PR #421, opened 2020-02-12
Issue #417: Retain whether or not a module was compiled with --count-instructions.

### LINKED ISSUE #417: Modules should record if instruction count instrumentation is present
Back when we merged support for instruction counts we didn't have an extensible way to record what optional features were enabled, and so the only way to know if the runtime can rely on instruction counting is seeing if the count is zero or not.

These days, we have exactly such a mechanism with [ModuleFeatures](https://github.com/bytecodealliance/lucet/blob/5b1b33bbe03e4f0405e6803b86f34309ee0afbe7/lucet-module/src/module_data.rs#L50-L62), so we should pass the existence (or lack of) a `--count-instructions` flag from lucetc to this struct for later reference.

fst-crenshaw:
This PR uses the `--count-instructions` option to set a new field in ModuleFeatures called `icnt`.  

**Notes:**
Leveraging the new field, the lucet-runtime call `get_instruction_count()` now returns an Option<u64>.  If the module was compiled with `--count-instructions`, the function returns the instruction count.  Otherwise, it returns None.

An extended set of tests affirm that get_instruction_count() appropriately returns Some(_) or None.

**See original issue at:**
https://github.com/bytecodealliance/lucet/issues/417

Fixes #417

### DIFF
--- a/lucet-module/src/module_data.rs
+++ b/lucet-module/src/module_data.rs
@@ -74,7 +74,7 @@ impl ModuleFeatures {
             bmi2: false,
             lzcnt: false,
             popcnt: false,
-	    icnt: false,  // TLC Instruction Count
+            icnt: false,
             _hidden: (),
         }
     }
--- a/lucet-module/src/module_data.rs
+++ b/lucet-module/src/module_data.rs
@@ -58,6 +58,7 @@ pub struct ModuleFeatures {
     pub bmi2: bool,
     pub lzcnt: bool,
     pub popcnt: bool,
+    pub icnt: bool,
     _hidden: (),
 }
 
@@ -73,6 +74,7 @@ impl ModuleFeatures {
             bmi2: false,
             lzcnt: false,
             popcnt: false,
+	    icnt: false,  // TLC Instruction Count
             _hidden: (),
         }
     }
--- a/lucet-module/src/module_data.rs
+++ b/lucet-module/src/module_data.rs
@@ -58,7 +58,7 @@ pub struct ModuleFeatures {
     pub bmi2: bool,
     pub lzcnt: bool,
     pub popcnt: bool,
-    pub icnt: bool,
+    pub instruction_count: bool,
     _hidden: (),
 }
 
@@ -74,7 +74,7 @@ impl ModuleFeatures {
             bmi2: false,
             lzcnt: false,
             popcnt: false,
-            icnt: false,
+            instruction_count: false,
             _hidden: (),
         }
     }
--- a/lucet-runtime/tests/instruction_counting.rs
+++ b/lucet-runtime/tests/instruction_counting.rs
@@ -7,10 +7,10 @@ use std::path::Path;
 use std::sync::Arc;
 use tempfile::TempDir;
 
-pub fn wasm_test<P: AsRef<Path>>(wasm_file: P, icnt_option: bool) -> Result<Arc<DlModule>, Error> {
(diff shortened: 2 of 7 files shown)


lucet-module/src/module_data.rs
```diff
@@ -58,6 +58,7 @@ pub struct ModuleFeatures {
     pub bmi2: bool,
     pub lzcnt: bool,
     pub popcnt: bool,
+    pub icnt: bool,
```
iximeow: `lzcnt` and `popcnt` only have the abbreviated names to match [CPUID feature bits](https://en.wikipedia.org/wiki/Bit_Manipulation_Instruction_Sets#ABM) by the same name. I think you're entirely justified in using a more human friendly name like `instruction_count` here.

lucet-runtime/tests/instruction_counting.rs
```diff
@@ -33,7 +32,40 @@ pub fn check_instruction_counts() {
             );
             ent
         })
-        .collect();
+        .collect()
+}
+
+#[test]
+pub fn check_icnt_off() {
```
iximeow: :tada: effective test reuse!

lucet-module/src/module_data.rs
fst-crenshaw: Thanks for this feedback!  I'll change the name.

lucet-runtime/tests/instruction_counting.rs
fst-crenshaw: My thanks to you for writing a easy-to-extend test!

lucet-runtime/tests/instruction_counting.rs
```diff
@@ -53,9 +90,12 @@ pub fn check_instruction_counts() {
         inst.run("test_function", &[]).expect("instance runs");
 
         let instruction_count = inst.get_instruction_count();
+        if let None = instruction_count {
+            panic!("instruction count expected from instance");
```
iximeow: just a style thing: this `if` could be folded in with the `unwap` below into `instruction_count.expect("has instruction counting")`

fst-crenshaw: Hm.  I attempted something like that but got a compiler message like "`expect` not available for u64`.  Possible problem between me and the keyboard.  I may be missing something.

lucet-runtime/tests/instruction_counting.rs
```diff
@@ -33,7 +35,41 @@ pub fn check_instruction_counts() {
...
+        let region = MmapRegion::create(1, &Limits::default()).expect("region can be created");
+
+        let mut inst = region
+            .new_instance(module)
+            .expect("instance can be created");
+
+        inst.run("test_function", &[]).expect("instance runs");
+
+        let instruction_count = inst.get_instruction_count();
+        if let Some(_) = instruction_count {
```
katie-martin-fastly: For situations where you are disregarding the inner value, (i.e. `Some(_)` or `Ok(_)`) there are also `is_some` and `is_none` methods! You can see more about `is_some` here: https://doc.rust-lang.org/std/option/enum.Option.html#method.is_some

So, this condition could instead look like:

```suggestion
        if instruction_count.is_some() {
```

katie-martin-fastly: this is getting into _Real Pedantic Hours_™ however, so this isn't something I'd consider blocking by any means.

katie-martin-fastly: OOPS

This is an outdated diff, you've already fixed this.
__________________________________________________
» **INSTRUCTIONS TO FOLLOW**
Retype the listing from above, matching it exactly.

» **THE COMPLETED TASK**
PR #421, opened 2020-02-12
Issue #417: Retain whether or not a module was compiled with --count-instructions.

### LINKED ISSUE #417: Modules should record if instruction count instrumentation is present
Back when we merged support for instruction counts we didn't have an extensible way to record what optional features were enabled, and so the only way to know if the runtime can rely on instruction counting is seeing if the count is zero or not.

These days, we have exactly such a mechanism with [ModuleFeatures](https://github.com/bytecodealliance/lucet/blob/5b1b33bbe03e4f0405e6803b86f34309ee0afbe7/lucet-module/src/module_data.rs#L50-L62), so we should pass the existence (or lack of) a `--count-instructions` flag from lucetc to this struct for later reference.

fst-crenshaw:
This PR uses the `--count-instructions` option to set a new field in ModuleFeatures called `icnt`.  

**Notes:**
Leveraging the new field, the lucet-runtime call `get_instruction_count()` now returns an Option<u64>.  If the module was compiled with `--count-instructions`, the function returns the instruction count.  Otherwise, it returns None.

An extended set of tests affirm that get_instruction_count() appropriately returns Some(_) or None.

**See original issue at:**
https://github.com/bytecodealliance/lucet/issues/417

Fixes #417

### DIFF
--- a/lucet-module/src/module_data.rs
+++ b/lucet-module/src/module_data.rs
@@ -74,7 +74,7 @@ impl ModuleFeatures {
             bmi2: false,
             lzcnt: false,
             popcnt: false,
-	    icnt: false,  // TLC Instruction Count
+            icnt: false,
             _hidden: (),
         }
     }
--- a/lucet-module/src/module_data.rs
+++ b/lucet-module/src/module_data.rs
@@ -58,6 +58,7 @@ pub struct ModuleFeatures {
     pub bmi2: bool,
     pub lzcnt: bool,
     pub popcnt: bool,
+    pub icnt: bool,
     _hidden: (),
 }
 
@@ -73,6 +74,7 @@ impl ModuleFeatures {
             bmi2: false,
             lzcnt: false,
             popcnt: false,
+	    icnt: false,  // TLC Instruction Count
             _hidden: (),
         }
     }
--- a/lucet-module/src/module_data.rs
+++ b/lucet-module/src/module_data.rs
@@ -58,7 +58,7 @@ pub struct ModuleFeatures {
     pub bmi2: bool,
     pub lzcnt: bool,
     pub popcnt: bool,
-    pub icnt: bool,
+    pub instruction_count: bool,
     _hidden: (),
 }
 
@@ -74,7 +74,7 @@ impl ModuleFeatures {
             bmi2: false,
             lzcnt: false,
             popcnt: false,
-            icnt: false,
+            instruction_count: false,
             _hidden: (),
         }
     }
--- a/lucet-runtime/tests/instruction_counting.rs
+++ b/lucet-runtime/tests/instruction_counting.rs
@@ -7,10 +7,10 @@ use std::path::Path;
 use std::sync::Arc;
 use tempfile::TempDir;
 
-pub fn wasm_test<P: AsRef<Path>>(wasm_file: P, icnt_option: bool) -> Result<Arc<DlModule>, Error> {
(diff shortened: 2 of 7 files shown)


lucet-module/src/module_data.rs
```diff
@@ -58,6 +58,7 @@ pub struct ModuleFeatures {
     pub bmi2: bool,
     pub lzcnt: bool,
     pub popcnt: bool,
+    pub icnt: bool,
```
iximeow: `lzcnt` and `popcnt` only have the abbreviated names to match [CPUID feature bits](https://en.wikipedia.org/wiki/Bit_Manipulation_Instruction_Sets#ABM) by the same name. I think you're entirely justified in using a more human friendly name like `instruction_count` here.

lucet-runtime/tests/instruction_counting.rs
```diff
@@ -33,7 +32,40 @@ pub fn check_instruction_counts() {
             );
             ent
         })
-        .collect();
+        .collect()
+}
+
+#[test]
+pub fn check_icnt_off() {
```
iximeow: :tada: effective test reuse!

lucet-module/src/module_data.rs
fst-crenshaw: Thanks for this feedback!  I'll change the name.

lucet-runtime/tests/instruction_counting.rs
fst-crenshaw: My thanks to you for writing a easy-to-extend test!

lucet-runtime/tests/instruction_counting.rs
```diff
@@ -53,9 +90,12 @@ pub fn check_instruction_counts() {
         inst.run("test_function", &[]).expect("instance runs");
 
         let instruction_count = inst.get_instruction_count();
+        if let None = instruction_count {
+            panic!("instruction count expected from instance");
```
iximeow: just a style thing: this `if` could be folded in with the `unwap` below into `instruction_count.expect("has instruction counting")`

fst-crenshaw: Hm.  I attempted something like that but got a compiler message like "`expect` not available for u64`.  Possible problem between me and the keyboard.  I may be missing something.

lucet-runtime/tests/instruction_counting.rs
```diff
@@ -33,7 +35,41 @@ pub fn check_instruction_counts() {
...
+        let region = MmapRegion::create(1, &Limits::default()).expect("region can be created");
+
+        let mut inst = region
+            .new_instance(module)
+            .expect("instance can be created");
+
+        inst.run("test_function", &[]).expect("instance runs");
+
+        let instruction_count = inst.get_instruction_count();
+        if let Some(_) = instruction_count {
```
katie-martin-fastly: For situations where you are disregarding the inner value, (i.e. `Some(_)` or `Ok(_)`) there are also `is_some` and `is_none` methods! You can see more about `is_some` here: https://doc.rust-lang.org/std/option/enum.Option.html#method.is_some

So, this condition could instead look like:

```suggestion
        if instruction_count.is_some() {
```

katie-martin-fastly: this is getting into _Real Pedantic Hours_™ however, so this isn't something I'd consider blocking by any means.

katie-martin-fastly: OOPS

This is an outdated diff, you've already fixed this.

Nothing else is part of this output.